According to the article which defines BIDE:
BIDE: Efficient Mining of Frequent Closed Sequences
Theorem 2 (BackScan search space pruning):
Let the prefix sequence be an n-sequence,
Sp=e1e2...en
. If∃i(1≤i≤n)
and there exists an iteme′
which appears in each of the i-th semi-maximum periods of the prefixSp
inSDB
, we can safely stop growing prefixSp
.Proof:
Because item
e′
appears in each of the i-th semi-maximum periods of the prefixSp
inSDB
, we can get a new prefixS′p=e1e2...ei−1e′ei...en
(1<i≤n)
orS′p=e′e1e2...en(i=1)
, and both(Sp ⊂ S′p)
and(supSDB(Sp)=supSDB(S′p))
hold. Any locally frequent iteme′′
w.r.t. prefixSp
is also a locally frequent item w.r.t.S′p
, in the meantime(〈Sp,e′′〉⊂〈S′p,e′′〉)
and(supSDB(〈Sp,e′′〉)=supSDB(〈S′p,e′′〉))
hold. This means there is no hope to mine frequent closed sequences with prefixSp
.
I understand that for example if I have an AB
pattern, and I find an e'
, for example C
, which is in the 2nd maximum period of the pattern, so between A
and B
for every sequence, which contains AB
, then I can stop growing AB
, because I could use backward extension to make ACB
, which will have the same support, but it is longer. So any pattern I would get by extending AB
forward, certainly won't be a closed pattern, because the C
is missing from it. That's why I have to stop growing AB
and wait until PrefixSpan grows A -> AC -> ACB
with forward extension.
What I don't understand is why the maximum period must be constrained to the semi-maximum period in this context and why testing for the semi-maximum period is okay.
The article does not write a real explanation. Any idea? Can you write an example where we lose closed frequent patterns by using the maximum period instead of the semi-maximum period?
I think I got the answer. Here is an example which has new events in the max period, but not in the semi-max period:
[AxByB,AqBtyB], AB
2nd max period: [xBy,qBty] -> By
2nd semi-max period: [x,q] -> 0
According to it, I cannot stop growing AB
, because there is no e'
in the semi-max period with the same support. On the other hand there is e'
in the max period with the same support, so we could reach A{By}B
pattern with backward extension from AB
.
But I found that we can reach AB{yB}
with forward extension from AB
too. With more overlaps, for example by patterns like ABAB
we will get the same conclusion; we can grow the initial AB
with forward extension into AB{*A*B}
, but we cannot add any character to the semi max period A{*}B
, because we cannot reach that with forward extension from AB
and PrefixSpan grows pattern with forward extension only.
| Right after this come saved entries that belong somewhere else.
PR #60, opened 2020-09-21
Add API check connection endpoint

JoelAtDeluxe:
This PR adds a simple connection check endpoint to the api server. This is done to provide a more robust way to ensure that an api is talking to an actual ASHIRT server. 

In psuedo code, the recommended solution for verifying the server is:

```python
def check_connection(host: string, accessKey: string, secretKey: byte[]) -> string:
  resp = network.GET(apiHome() + "/checkconnection", {
     "Authorization": accessKey + ":" +secretKey,
     "Date": get_rfc_1123_date()
  })
  if resp.status == HTTPStatus.OK:
    parsedData = json.Parse(resp.data)
    if parsedData.parsedSuccessfully() and parsedData.ashirtConnected == true:
      return "Connected"
    else:
      return "Incorrect or outdated server"
  elif resp.status == HTTPStatus.Unauthorized:  # http code: 401 
    return "Access or Secret Key mismatch"
  elif resp.status == HTTPStatus.NotFound:  # http code: 404
    return "Server not present at address"  # Check host string
  else:
    return "Unexpected error: " + resp.status  
```

### DIFF
--- a/backend/server/api.go
+++ b/backend/server/api.go
@@ -13,6 +13,7 @@ import (
 	"github.com/theparanoids/ashirt-server/backend"
 	"github.com/theparanoids/ashirt-server/backend/contentstore"
 	"github.com/theparanoids/ashirt-server/backend/database"
+	"github.com/theparanoids/ashirt-server/backend/dtos"
 	"github.com/theparanoids/ashirt-server/backend/logging"
 	"github.com/theparanoids/ashirt-server/backend/models"
 	"github.com/theparanoids/ashirt-server/backend/server/middleware"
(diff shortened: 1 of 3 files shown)


backend/server/api.go
```diff
@@ -51,6 +51,13 @@ func bindAPIRoutes(r *mux.Router, db *database.Connection, contentStore contents
 		return services.ListOperations(r.Context(), db)
 	}))
 
+	route(r, "GET", "/api/checkconnection", jsonHandler(func(r *http.Request) (interface{}, error) {
+		reply := struct {
+			Connected bool `json:"ashirtConnected"`
```
jrozner, line 56: Can we change this to 
```go
Ok bool `json:"ok"`
```

jrozner (changes requested):

backend/server/api.go
JoelAtDeluxe: We can. my motivation here was to make sure we were connecting to an ashirt server, but this kind of issue seems rare anyway. Parsing Ok only should be fine.

jrozner (approved):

So for example if we find x
in the 2nd semi max period of AB
with the same support, then we have to stop growing AB
and wait for PrefixSpan to grow AxB
in the A -> Ax -> AxB
way, and continue to grow the AxB
pattern rather than the AB
pattern. Of course, we are looking for closed frequent patterns here, not for frequent patterns, so we can prune the search space this way safely.
I am not sure whether it is possible to design a frequent pattern mining algorithm, which does both forward and backward extensions. Maybe later I'll try to design such an algorithm just for the challenge, but for now BIDE is fine for what I am doing.